Gibt es ne Chance das die ursprüngliche Corsair Strafe nochmal mit RGB Farben raus kommt oder ließe sich so was leicht umbauen, oder bei Corsair in Auftrag geben.

Hier der Vergleich:

http://www.techpowerup.com/img/15-06-01/21a.jpg

http://i.ytimg.com/vi/JYQ2LJzU6GI/maxresdefault.jpg


Gruß
I30R6


----------



## Z1nC-Mods (19. August 2015)

Außer dem Logo und dem Hinzufügen einer Handballenablage hat sich da nicht viel getan designtechnisch 
Höchstens noch, dass die Seiten nun weiß anstatt schwarz sind

Edit: wie willst du denn sowas umbauen? dann müsstest du dir beide Keyboards kaufen und umständlich aufmachen.
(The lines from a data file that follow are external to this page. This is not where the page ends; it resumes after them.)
PR #1561, opened 2022-09-14
feat(useHeightAnimation): add hook to make height (auto) animations easy

tujoworker:
Will be used in #1484

PR #1566, opened 2022-09-16
feat(HeightAnimation): add new component

tujoworker:
This replaces the previews PR #1561
I think we rather simplify the usage and make it a opt-in  element replacement, instead of dealing with a Hook.

Questions:
- Is it overkill to have it as a own component?


packages/dnb-eufemia/src/components/space/Space.js
```diff
@@ -33,15 +33,15 @@ export default class Space extends React.PureComponent {
...
-    element: PropTypes.string,
+    element: PropTypes.oneOfType([PropTypes.string, PropTypes.node]),
     inline: PropTypes.oneOfType([PropTypes.string, PropTypes.bool]),
     no_collapse: PropTypes.oneOfType([PropTypes.string, PropTypes.bool]),
 
     ...spacingPropTypes,
 
     stretch: PropTypes.oneOfType([PropTypes.string, PropTypes.bool]),
     skeleton: PropTypes.oneOfType([PropTypes.string, PropTypes.bool]),
-    class: PropTypes.string,
```
langz, line 44: Is it safe to remove this?
I see we have this in defaultProps, and destructures it from props.

packages/dnb-eufemia/src/components/space/__tests__/__snapshots__/Space.test.js.snap
```diff
@@ -3,29 +3,29 @@
 exports[`Space component have to match snapshot 1`] = `
 <Space
   bottom={null}
-  class="class"
-  className="className"
+  class={null}
```
langz, line 6: As far as I understood, we removed this prop on X 🤔

langz (approved):

langz:
Should we remove the hooks tab that was added to helpers doc as part of #1561 ?
https://github.com/dnbexperience/eufemia/pull/1561/files#diff-552d4d07787de8a0fcb5b900d1cbbbf7f6eb27707968cdb4a828431192cf06b8

langz:
Seems like the component(left side of the video) has a bit more "choppy animation" compared to the hook(right side of the video), at least in Chrome on my Mac.


https://user-images.githubusercontent.com/1359205/190922126-7ab65687-5598-4bcc-8c93-b2c8cf0f8909.mov

packages/dnb-eufemia/src/components/space/Space.js
tujoworker: Its a Web Component thing. Its not documented else, should be safe.

packages/dnb-eufemia/src/components/space/__tests__/__snapshots__/Space.test.js.snap
tujoworker: Yes, true 👍

tujoworker:
> Seems like the component(left side of the video) has a bit more "choppy animation" compared to the hook(right side of the video), at least in Chrome on my Mac. Might be that we don't expect the same result, but I thought so 🤔
> Screen.Recording.2022-09-18.at.20.09.39.mov

Nice findings! The example has had a margin top inside the content. When it gets removed form the DOM, it suddenly jumps. We can't do much about it if that would happen in a prod app. But its always possible to use padding or a wrapper outside of the animated children instead.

Btw geht dann die Garantie flöten
Aber ich kann dir sagen: die Strafe "normal" ist ne gute Tastatur für den Preis, ich bin mal auf den Preis für die RGB-Variante gespannt


----------



## ko11oRBLIND (19. August 2015)

ich dachte die "strafe" ist die mit den weltweit ersten speziellen silent switches? die kommt doch erst im oktober ? oder verwechsle ich da was?

EDIT:  ok kenn mich schon aus, es gibt eine Corsair Strafe sowie eine Strafe RGB. im oktober kommt dann die STRAFE RGB mit Silent Switches.


----------



## wooty1337 (19. August 2015)

Die mit den MX Silent ist auch die Strafe, halt mit anderen Switches. Die aktuelle hat MX red.
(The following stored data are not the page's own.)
PR #1568, opened 2022-09-19
chore(EventEmitter): add useEventEmitter

tujoworker:
- For internal usage only as of now
- Rewrite `EventEmitter` to TypeScript
- Move it into `/helpers`
- add `useEventEmitter` React Hook + Story Book example

Here is a [CSB](https://codesandbox.io/s/eufemia-event-emitter-example-t2dtut?file=/src/App.tsx)


packages/dnb-eufemia/src/shared/helpers/__tests__/useEventEmitter.test.tsx
```diff
@@ -0,0 +1,64 @@
...
+
+  it('has update function', () => {
+    const { result } = renderHook(() => {
+      return useEventEmitter('unique-id')
+    })
+
+    expect(typeof result.current.update).toBe('function')
+  })
+
+  it('has will set data', () => {
```
AadneRo, line 25: Can we rename this test description? maybe "It stores the value when updating"

AadneRo (commented):
Except from my one comment this looks good to me, I don't understand everything though 😂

@TE wie wäre es denn mit der K70 RGB? Ich denke nicht, dass die kommende Strafe RGB günstiger sein wird.


----------



## Z1nC-Mods (19. August 2015)

Also, es gibt die Strafe mit den normalen MX Red von Cherry
Neu sind die Strafe RGB und die Strafe RGB Silent, eine Non-RGB mit Silent ist mir (noch) nicht bekannt.
Die K70 RGB liegt bei 170-180€, da wird die Strafe RGB sicherlich deutlich drunter liegen, ich vermute mal ein UVP von 150-160 und dann wird es sich darunter so einpendeln vermutlich.


----------



## I30R6 (19. August 2015)

Nee ich will tatsächlich genau die Corsair Strafe. Die K70 gefällt mir nicht so gut und die neue Handballenauflage verunstaltet die Strafe.
Ich hatte gehofft Corsair könnte einfach die RGB LED Schicht der neuen Strafe in die alte eintüten.  Keine Ahnung wie Umständlich soetwas ist


----------



## Z1nC-Mods (20. August 2015)

Du kannst bei der RGB-Version auch einfach die Ablage weglassen 
Aber die kleinen Veränderungen wie das LED-Logo wirst du hinnehmen müssen. Warten wir einfach ab, wenn das neue Modell rauskommt, dann können wir besser entscheiden ob es das Geld wert ist in die RGB-Variante zu investieren


----------



## Bluebeard (20. August 2015)

Folgende Varianten gibt es:

*STRAFE*
Farben: Schwarzes Gehäuse mit rotem Tastenuntergrund und schwarzen Seiten
Switches; MX-Red, MX-Brown
Beleuchtung: Rote LEDs
FPS- und MOBA-Tastensets inkl. Key-puller: Ja
Handballenauflage: Nein
Softwareunterstützung: Ja (Corsair Utility Engine)

*STRAFE RGB*
Farben: Schwarzes Gehäuse mit weißem Tastenuntergrund und weißen Seiten
Switches: MX-Red, MX-Brown, MX-Silent
Beleuchtung: RGB LEDs, Corsair Segel-Logo mit RGB Beleuchtung, weiß beleuchteter Streifen an den Seiten
FPS- und MOBA-Tastensets inkl. Key-puller: Ja
Handballenauflage: Ja (abnehmbar)
Softwareunterstützung: Ja (Corsair Utility Engine)

Beide Tastaturen bieten seitens der Software dieselben Features.


----------